# Planted tanks of Nature Aquarium Academy - series of movies



## Piotr K. (16 Dec 2011)

Hi guys,

I thought you guys may be interested in seeing some planted tanks which I have filmed previously. In September 2011 I visited Nature Aquarium Academy in Poland - this is a shop and an aquarium gallery in the city of Lódz. There were 7 tanks in the shop - each one is first described by Marcin, one of the owners of the gallery, and then I have filmed them using the tripod (i.e. each tank = two movies). I hope this could serve as an inspiration for other aquarists 

1. Introduction:

http://definiteaquascape.tv/1/AE03_NAAcademy01.html

2. Talk about aquarium 60x35x45:

http://definiteaquascape.tv/1/AE04_NAAcademy02.html

3. Aquarium 60x35x45 shot from tripod:

http://definiteaquascape.tv/1/FA01_Tank01.html

4. Talk about aquarium 90x45x45:

http://definiteaquascape.tv/1/AE05_NAAcademy03.html

5. Aquarium 90x45x45 shot from tripod:

http://definiteaquascape.tv/1/FA02_Tank02.html

6. Talk about aquarium 110x50x50:

http://definiteaquascape.tv/1/AE06_NAAcademy04.html

7. Aquarium 110x50x50 shot from tripod:

http://definiteaquascape.tv/1/FA03_Tank03.html

Next movies from NAAcademy coming soon!


----------



## George Farmer (16 Dec 2011)

*Re: Planted tanks of Nature Aquarium Academy - series of mov*

Excellent work on all levels!

Thanks for sharing, Piotr.


----------



## Piotr K. (16 Dec 2011)

*Re: Planted tanks of Nature Aquarium Academy - series of mov*



			
				George Farmer said:
			
		

> Excellent work on all levels!
> Thanks for sharing, Piotr.


My pleasure  In the meantime I'm working on the sound of our interview - I hope to finish it soon


----------



## Arana (16 Dec 2011)

*Re: Planted tanks of Nature Aquarium Academy - series of mov*

Once again, Thanks for sharing...Great video


----------



## GillesF (16 Dec 2011)

*Re: Planted tanks of Nature Aquarium Academy - series of mov*

I LOVE the tank with the Bolbitis!


----------



## spyder (16 Dec 2011)

*Re: Planted tanks of Nature Aquarium Academy - series of mov*

Don't have time to view now but looking forward to watching them when I have some free time. 

Thanks for sharing


----------



## viktorlantos (19 Dec 2011)

*Re: Planted tanks of Nature Aquarium Academy - series of mov*

Great vids thanks for sharing it. NAAcademy Rocks!


----------



## Piotr K. (7 Jan 2012)

*Re: Planted tanks of Nature Aquarium Academy - series of mov*

Hi guys,

Finally, I was able to edit more material from NA Academy. Here's a discussion about the 60x40x30 cm tank with Hummel shrimps:


http://definiteaquascape.tv/1/AE07_NAAcademy05.html

And this is the same tank, shot from the tripod:


http://definiteaquascape.tv/1/FA05_Tank05.html

Another movies coming soon, we are coming to the end of this series!

Cheers,


----------



## mitchelllawson (7 Jan 2012)

*Re: Planted tanks of Nature Aquarium Academy - series of mov*

  Wow, they look really good, thanks for sharing!


----------



## Piotr K. (7 Jan 2012)

*Re: Planted tanks of Nature Aquarium Academy - series of mov*



			
				mitchelllawson said:
			
		

> Wow, they look really good, thanks for sharing!

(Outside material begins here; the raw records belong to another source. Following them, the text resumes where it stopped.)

PR #336, opened 2017-06-28
WIP - Update catalog browsing snap mechanism

### LINKED ISSUE #325: Unnecessary scrollbar when saas offerings are present
When the saas offerings are present, the height of the main content area is set to a height larger than needed to display the relevant items.

In this screenshot, note there is plenty of room for all the items to display, yet a scrollbar is present that allows you to scroll to nothing.  If the saas offerings are removed, the bug goes away.

screen shot 2017-06-23 at 9 03 12 am

It's very noticeable in Windows (and Linux) where the scrollbars are visible:
screen shot 2017-06-23 at 9 11 45 am

jeff-phillips-18:
Changed from adding additional height to the services view section to
hiding/showing the SAAS offerings.

Fixes #325

Still working on animating the snappage

@openshift/team-ux-review

### DIFF
--- a/app/pages/home/home-page.html
+++ b/app/pages/home/home-page.html
@@ -1,4 +1,4 @@
-<landing-page base-project-url="{{$ctrl.baseProjectUrl}}">
+<landing-page base-project-url="{{$ctrl.baseProjectUrl}}" show-header="$ctrl.saasOfferings.length" collapsed-header-text="Show SAAS Offerings">
   <landingsearch>
     <catalog-search catalog-items="$ctrl.catalogItems" base-project-url="{{$ctrl.baseProjectUrl}}"></catalog-search>
   </landingsearch>
--- a/dist/less/landing-page.less
+++ b/dist/less/landing-page.less
@@ -95,6 +95,26 @@ landingbody,
   min-height: 100%;
 }
 
+.landing-header-expand-container {
+  margin: 5px 0;
+  text-align: center;
+}
+
+.landing-header-expander {
+  color: @color-pf-white;
+  font-size: @font-size-base;
+  &:hover, &:focus {
+    color: @color-pf-white;
+    text-decoration: none;
+  }
+  &:after {
+    content: @fa-var-angle-down;
+    font-family: @icon-font-name-fa;
+    font-size: (@font-size-base + 2);
+    padding: 0 5px;
+  }
+}
+
 .landing-search-form {
   margin: 0 auto;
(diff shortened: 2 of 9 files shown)


jeff-phillips-18:
snap-services

app/pages/home/home-page.html
```diff
@@ -1,4 +1,4 @@
-<landing-page base-project-url="{{$ctrl.baseProjectUrl}}">
+<landing-page base-project-url="{{$ctrl.baseProjectUrl}}" show-header="$ctrl.saasOfferings.length" collapsed-header-text="Show SAAS Offerings">
```
jwforres: I would not refer to these as SaaS Offerings in any UI text

jwforres:
So selecting any categories hides the top section completely and you have to explicitly choose to expand it? Is that really the behavior we want?

I'm not really comfortable making an experience change like this so late in the release.

beanh66:
@jeff-phillips-18 I think the animation now helps give the user context that we are scrolling them down to the relevant info. IMO allowing users to scroll back up would do the trick, not positive we need the link/button for this. @rhamilto, @serenamarie125, @ncameronbritt thoughts?

app/pages/home/home-page.html
rhamilto: > I would not refer to these as SaaS Offerings in any UI text

+1

Additionally, I find the "Show..." link has visual affordances of a dropdown and/or a toggle for the catalog below (i.e., it feels like a control for the catalog, not for the now collapsed offerings area) because of the hard lines above and below the link.

screen shot 2017-06-28 at 3 21 39 pm

When the offerings are present, I that's not the case.

screen shot 2017-06-28 at 3 22 26 pm

jeff-phillips-18:
This is just an attempt at resolving #325 
Personally, I prefer the extra scroll space to the hide/show mechanism. I just put this out there to see what the UX preferences are.

ncameronbritt:
I agree with @beanh66. The animation should show the user what has happened. IMHO those "back to top" buttons are most useful when the page is REALLY long.

jwforres:
Just making sure its clear that there is a major behavioral difference
here.  You will not be able to just scroll back up to see the SaaS
section.  You MUST click that link to see that section again.

ncameronbritt:
Sorry, I think @beanh66  and I were both suggesting that the page would scroll up, and you could scroll back down--no link. That, I believe, was the behavior before.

As always, my pleasure!  This tank, and two more which I will post soon, are kept in a rather low-tech style. I like the idea of "almost-no-maintenance-yet-looking-good" aquariums  (still not able to achieve such effect in my tanks...  ).


----------



## Gary Nelson (7 Jan 2012)

*Re: Planted tanks of Nature Aquarium Academy - series of mov*

Great videos and interesting stuff... Thanks for them


----------



## BigTom (7 Jan 2012)

*Re: Planted tanks of Nature Aquarium Academy - series of mov*

These are very much my kind of tank. Love the 110cm.


----------



## Piotr K. (11 Jan 2012)

*Re: Planted tanks of Nature Aquarium Academy - series of mov*

Hi all,

Just another short movie from NA Academy. It's probably not the best aquarium in terms of aquatic plants, but the idea of the layout is interesting - iwagumi, but made of driftwood instead of stones.


http://definiteaquascape.tv/1/FA04_Tank04.html

Cheers,

Piotr K.


----------



## Piotr K. (18 Jan 2012)

*Re: Planted tanks of Nature Aquarium Academy - series of mov*

Hi guys,

Here are three last movies from Nature Aquarium Academy. The first movie (1) is the discussion about two aquariums 60x40x30 cm located on the shelves in the front of the shop, and another two movies (2) and (3) show the same tanks filmed from tripod. I recommend watching especially the upper aquarium (2) - it's a beautiful "almost-low tech" setup, planted only with cryptocorynes 

(1)

http://definiteaquascape.tv/1/AE08_NAAcademy06.html

(2)

http://definiteaquascape.tv/1/FA07_Tank07.html

(3)

http://definiteaquascape.tv/1/FA06_Tank06.html

And so, we have reached the end of this series! 

Cheers,


----------



## xtevo (18 Jan 2012)

*Re: Planted tanks of Nature Aquarium Academy - series of mov*

We can easily realise the effort and work, what have you done so far. Keep up good work!    Will this series continue somehow? Or are there any new targets?


----------



## Piotr K. (18 Jan 2012)

*Re: Planted tanks of Nature Aquarium Academy - series of mov*



			
				xtevo said:
			
		

> We can easily realise the effort and work, what have you done so far. Keep up good work!    Will this series continue somehow? Or are there any new targets?


The series about NA Academy is over, but there are many new targets! The nearest one is The Art of the Planted Aquarium competition in Hannover. First I need to process some movies showing aquariums from the last year, and next week I'm going to Hannover to film this year contest. So there will be more planted aquariums on my TV soon!

(and I still have a lot of material from Aquatics Live, and also from some other shows, with many planted aquariums, so if you guys will be interested, I can post this stuff on this forum, too  )

Cheers,


----------